I like the slides-subslides arrangement of the RISE, I would really like to continue with this for this notebook :)

bollwyvl commented 8 years ago

Thanks for using nbpresent!

jupyter nbconvert general_info.ipynb --to slides --post serve

Ah, but it's not slides (which is still the officially-supported Jupyter mechanism, based on reveal.js and cell-level slideshow metadata), which still works, right alongside RISE, which is working on a new release!

nbpresent has its own nbconvert exporter (still not behind a clever flag, though... #83):

jupyter nbconvert general_info.ipynb --to nbpresent.exporters.html.PresentExporter \
  --post serve

or the built-in command, which predates nbconvert's ability to specify an exporter:

nbpresent -i notebooks/general_info.ipynb > notebooks/general_info.html

However, while actively hacking on a presentation, I usually crack open a second browser window and leave it open to

http://localhost:8888/nbconvert/nbpresent/notebooks/general_info.ipynb

and refresh that after I hit save in the notebook. When I like what I've got, I save out of the browser.

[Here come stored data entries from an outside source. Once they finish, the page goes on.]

Issue #1449, opened 2026-07-17
A failing dependency-graph submission tells nobody — it rotted for 3 days and the new Gradle gate depends on it


JiRaska:
## What happened

From **2026-07-14 to 2026-07-17**, every run of `dependency-submission.yml` died with `Java heap space` in `Resolve fleet dependency graph` (`-Xmx4g` stopped fitting as the fleet grew). The fleet's Gradle dependency graph silently stopped updating for three days. The `-Xmx6g` fix landed on 2026-07-17; the run at 06:43 was the first success since.

## Why nobody noticed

I've considered making an extension that let me refresh the nbconvert-served page on save, i.e. --watch. But then you lose your slide, position, etc. so probably wouldn't spend time on that until deep linking works... #73.

This issue could also be resolved with pointing out how to use the basic (or no) theme for the slides.

The default is indeed to use no theme whatesoever, and going back to that just requires removing all of Your Themes.

I like the slides-subslides arrangement of the RISE,

Yes, that is an outstanding goal... plus more. The machinery is all in place, as it already builds up a graph of next and prev links between slides: adding up and down, or even user-defined directions/icons) is not that hard from a data point of view, but doing the layout properly visually has been more than I've been able to swing... #42. Something like cola would make this pretty awesome, though I haven't worked with it for some time. To mirror the reveal behavior, each "stack" of up-down slides would be its own group, and right/left would map to switching between groups, while up/down would move within the stack.

Hopefully I'll get some time to start working on this again!

mghijs commented 8 years ago

Thank you for this swift and exhaustive reply @bollwyvl , looking forward to the functionalities on nbpresent! In the meantime I posted thhe issue to the nbconvert repo as you can see above, its rightful place I guess (sorry for the mispost here).

bollwyvl commented 8 years ago

Ah, hadn't seen that one! But again, recall that slides made with nbpresent won't work with the default slideshow cell tool bar metadata. The converse is not entirely true, as looking at a notebook with the slideshow data can be imported (roughly) into nbpresent slides.

Indeed, the asset resolution is one of the things I have been trying to fight in nbpresent, for exactly cases like the OP over there: at the price of embedding 400k of JS and CSS, the resulting HTML ends up being much more durable. reveal.js can't be embedded that way, which is why I set off to build my own presentation engine for notebook content that doesn't require as extensive of knowledge of HTML/CSS/JavaScript to get advanced features. Thanks again!